Task statement |
When you find the word "SceneAPI" in a line of the entries, please copy the whole line.

Supplied records |
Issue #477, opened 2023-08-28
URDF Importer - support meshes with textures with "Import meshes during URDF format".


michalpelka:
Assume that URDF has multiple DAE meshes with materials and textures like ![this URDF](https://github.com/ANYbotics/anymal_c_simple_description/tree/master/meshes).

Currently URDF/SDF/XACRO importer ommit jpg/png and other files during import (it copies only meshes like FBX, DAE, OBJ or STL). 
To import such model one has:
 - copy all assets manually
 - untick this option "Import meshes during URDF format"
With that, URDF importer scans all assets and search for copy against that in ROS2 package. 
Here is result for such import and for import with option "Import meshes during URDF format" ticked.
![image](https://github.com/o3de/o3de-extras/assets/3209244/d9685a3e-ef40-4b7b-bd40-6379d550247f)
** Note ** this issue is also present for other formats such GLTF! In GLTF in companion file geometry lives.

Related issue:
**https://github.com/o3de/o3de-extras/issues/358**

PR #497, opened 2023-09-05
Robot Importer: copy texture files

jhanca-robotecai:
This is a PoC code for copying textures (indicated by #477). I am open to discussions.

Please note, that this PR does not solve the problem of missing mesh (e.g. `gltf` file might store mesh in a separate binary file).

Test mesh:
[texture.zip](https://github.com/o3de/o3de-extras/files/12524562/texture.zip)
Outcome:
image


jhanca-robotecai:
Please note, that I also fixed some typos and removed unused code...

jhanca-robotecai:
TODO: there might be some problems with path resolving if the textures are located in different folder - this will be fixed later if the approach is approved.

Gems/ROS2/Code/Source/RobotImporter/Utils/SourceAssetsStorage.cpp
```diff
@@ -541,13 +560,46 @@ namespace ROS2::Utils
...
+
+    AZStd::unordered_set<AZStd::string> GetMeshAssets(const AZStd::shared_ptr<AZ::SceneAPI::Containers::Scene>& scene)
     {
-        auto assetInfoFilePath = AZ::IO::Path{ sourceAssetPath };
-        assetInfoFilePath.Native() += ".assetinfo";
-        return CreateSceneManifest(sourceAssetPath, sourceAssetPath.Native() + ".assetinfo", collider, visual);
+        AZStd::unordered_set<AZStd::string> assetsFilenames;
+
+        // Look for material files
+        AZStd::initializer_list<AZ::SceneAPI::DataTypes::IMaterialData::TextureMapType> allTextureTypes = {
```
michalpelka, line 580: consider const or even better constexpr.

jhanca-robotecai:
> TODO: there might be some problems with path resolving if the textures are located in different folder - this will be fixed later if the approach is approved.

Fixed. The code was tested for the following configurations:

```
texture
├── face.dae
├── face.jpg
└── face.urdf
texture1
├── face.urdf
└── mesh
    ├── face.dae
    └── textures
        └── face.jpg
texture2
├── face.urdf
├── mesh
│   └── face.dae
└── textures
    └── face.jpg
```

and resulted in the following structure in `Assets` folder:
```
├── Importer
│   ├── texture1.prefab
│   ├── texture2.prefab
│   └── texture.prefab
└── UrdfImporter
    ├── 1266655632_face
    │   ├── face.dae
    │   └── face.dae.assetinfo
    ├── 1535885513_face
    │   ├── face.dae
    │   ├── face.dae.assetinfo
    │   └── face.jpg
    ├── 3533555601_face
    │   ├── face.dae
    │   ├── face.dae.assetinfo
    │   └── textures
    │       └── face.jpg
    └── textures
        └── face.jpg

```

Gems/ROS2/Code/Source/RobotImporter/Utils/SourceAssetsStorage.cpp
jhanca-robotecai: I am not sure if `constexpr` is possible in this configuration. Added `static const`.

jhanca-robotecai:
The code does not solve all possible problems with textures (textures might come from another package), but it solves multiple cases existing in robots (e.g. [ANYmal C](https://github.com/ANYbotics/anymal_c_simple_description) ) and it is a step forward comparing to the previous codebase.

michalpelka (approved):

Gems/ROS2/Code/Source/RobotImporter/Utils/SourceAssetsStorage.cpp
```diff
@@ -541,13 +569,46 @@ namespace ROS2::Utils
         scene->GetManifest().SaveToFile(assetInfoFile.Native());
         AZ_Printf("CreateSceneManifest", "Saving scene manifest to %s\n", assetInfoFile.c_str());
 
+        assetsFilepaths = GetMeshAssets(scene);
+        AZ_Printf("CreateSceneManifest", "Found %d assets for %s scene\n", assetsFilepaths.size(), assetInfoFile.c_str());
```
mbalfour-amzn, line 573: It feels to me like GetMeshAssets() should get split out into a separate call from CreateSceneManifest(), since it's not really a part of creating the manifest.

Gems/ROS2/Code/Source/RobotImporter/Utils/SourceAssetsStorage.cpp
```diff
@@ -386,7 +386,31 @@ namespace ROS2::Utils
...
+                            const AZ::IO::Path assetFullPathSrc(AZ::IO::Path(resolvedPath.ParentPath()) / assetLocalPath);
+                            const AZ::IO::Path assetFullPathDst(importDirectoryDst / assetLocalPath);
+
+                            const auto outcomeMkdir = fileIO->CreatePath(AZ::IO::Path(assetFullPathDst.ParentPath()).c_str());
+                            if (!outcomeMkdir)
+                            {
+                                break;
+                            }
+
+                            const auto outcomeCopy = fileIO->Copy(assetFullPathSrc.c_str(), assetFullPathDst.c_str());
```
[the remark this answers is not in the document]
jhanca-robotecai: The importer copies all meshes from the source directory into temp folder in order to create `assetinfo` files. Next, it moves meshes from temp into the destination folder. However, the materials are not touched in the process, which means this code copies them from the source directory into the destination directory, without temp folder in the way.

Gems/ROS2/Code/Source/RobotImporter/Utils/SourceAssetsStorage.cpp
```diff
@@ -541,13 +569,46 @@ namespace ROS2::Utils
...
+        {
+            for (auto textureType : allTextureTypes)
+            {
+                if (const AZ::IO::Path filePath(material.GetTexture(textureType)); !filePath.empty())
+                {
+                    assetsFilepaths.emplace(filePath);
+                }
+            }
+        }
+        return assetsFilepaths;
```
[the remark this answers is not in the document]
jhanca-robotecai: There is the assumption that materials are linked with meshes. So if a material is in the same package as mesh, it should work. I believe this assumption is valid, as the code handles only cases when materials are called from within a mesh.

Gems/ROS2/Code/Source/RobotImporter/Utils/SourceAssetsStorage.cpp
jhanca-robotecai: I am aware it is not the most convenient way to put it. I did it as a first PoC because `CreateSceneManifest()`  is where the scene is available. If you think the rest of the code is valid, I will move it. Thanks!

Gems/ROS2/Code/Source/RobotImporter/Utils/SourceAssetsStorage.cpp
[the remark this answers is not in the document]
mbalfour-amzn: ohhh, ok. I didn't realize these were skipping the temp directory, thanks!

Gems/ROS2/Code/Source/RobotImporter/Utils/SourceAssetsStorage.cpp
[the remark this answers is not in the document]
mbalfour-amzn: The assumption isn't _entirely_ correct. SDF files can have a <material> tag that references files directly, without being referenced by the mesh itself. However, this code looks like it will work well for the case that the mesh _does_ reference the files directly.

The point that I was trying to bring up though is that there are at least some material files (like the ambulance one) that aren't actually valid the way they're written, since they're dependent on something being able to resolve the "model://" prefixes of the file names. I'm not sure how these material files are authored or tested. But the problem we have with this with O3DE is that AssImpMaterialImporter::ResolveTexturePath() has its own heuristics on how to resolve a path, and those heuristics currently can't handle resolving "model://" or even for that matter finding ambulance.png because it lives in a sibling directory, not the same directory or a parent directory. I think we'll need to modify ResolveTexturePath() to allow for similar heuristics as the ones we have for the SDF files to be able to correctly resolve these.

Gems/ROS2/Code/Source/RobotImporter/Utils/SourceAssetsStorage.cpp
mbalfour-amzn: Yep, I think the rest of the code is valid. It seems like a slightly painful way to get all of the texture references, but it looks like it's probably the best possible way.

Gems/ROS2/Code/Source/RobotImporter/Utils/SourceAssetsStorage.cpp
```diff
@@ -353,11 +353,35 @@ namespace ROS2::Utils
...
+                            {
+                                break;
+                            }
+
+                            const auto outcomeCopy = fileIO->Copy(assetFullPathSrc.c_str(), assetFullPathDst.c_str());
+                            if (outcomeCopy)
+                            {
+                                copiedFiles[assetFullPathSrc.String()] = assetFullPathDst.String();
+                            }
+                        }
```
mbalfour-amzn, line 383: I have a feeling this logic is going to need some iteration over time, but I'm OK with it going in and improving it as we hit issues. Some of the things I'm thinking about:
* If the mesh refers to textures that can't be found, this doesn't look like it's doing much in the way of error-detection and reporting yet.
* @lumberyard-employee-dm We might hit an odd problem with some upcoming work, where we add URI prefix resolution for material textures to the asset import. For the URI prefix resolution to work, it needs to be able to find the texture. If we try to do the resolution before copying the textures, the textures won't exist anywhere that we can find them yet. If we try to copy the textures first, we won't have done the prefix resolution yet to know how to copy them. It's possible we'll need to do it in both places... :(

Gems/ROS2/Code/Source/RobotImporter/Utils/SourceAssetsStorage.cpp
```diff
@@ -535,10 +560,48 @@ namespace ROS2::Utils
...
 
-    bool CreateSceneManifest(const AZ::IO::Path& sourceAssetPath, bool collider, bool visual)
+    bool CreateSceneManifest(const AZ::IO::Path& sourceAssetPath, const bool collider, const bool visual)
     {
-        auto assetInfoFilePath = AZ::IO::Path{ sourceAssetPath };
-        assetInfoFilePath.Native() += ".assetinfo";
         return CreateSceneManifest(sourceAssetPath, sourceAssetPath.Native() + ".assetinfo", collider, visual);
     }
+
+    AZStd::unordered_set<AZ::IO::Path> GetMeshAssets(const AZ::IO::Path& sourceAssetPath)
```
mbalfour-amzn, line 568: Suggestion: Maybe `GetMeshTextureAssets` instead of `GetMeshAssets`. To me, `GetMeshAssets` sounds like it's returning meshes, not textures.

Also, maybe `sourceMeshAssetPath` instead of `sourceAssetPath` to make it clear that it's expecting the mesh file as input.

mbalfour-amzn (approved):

Solution |
+    AZStd::unordered_set<AZStd::string> GetMeshAssets(const AZStd::shared_ptr<AZ::SceneAPI::Containers::Scene>& scene)
+        AZStd::initializer_list<AZ::SceneAPI::DataTypes::IMaterialData::TextureMapType> allTextureTypes = {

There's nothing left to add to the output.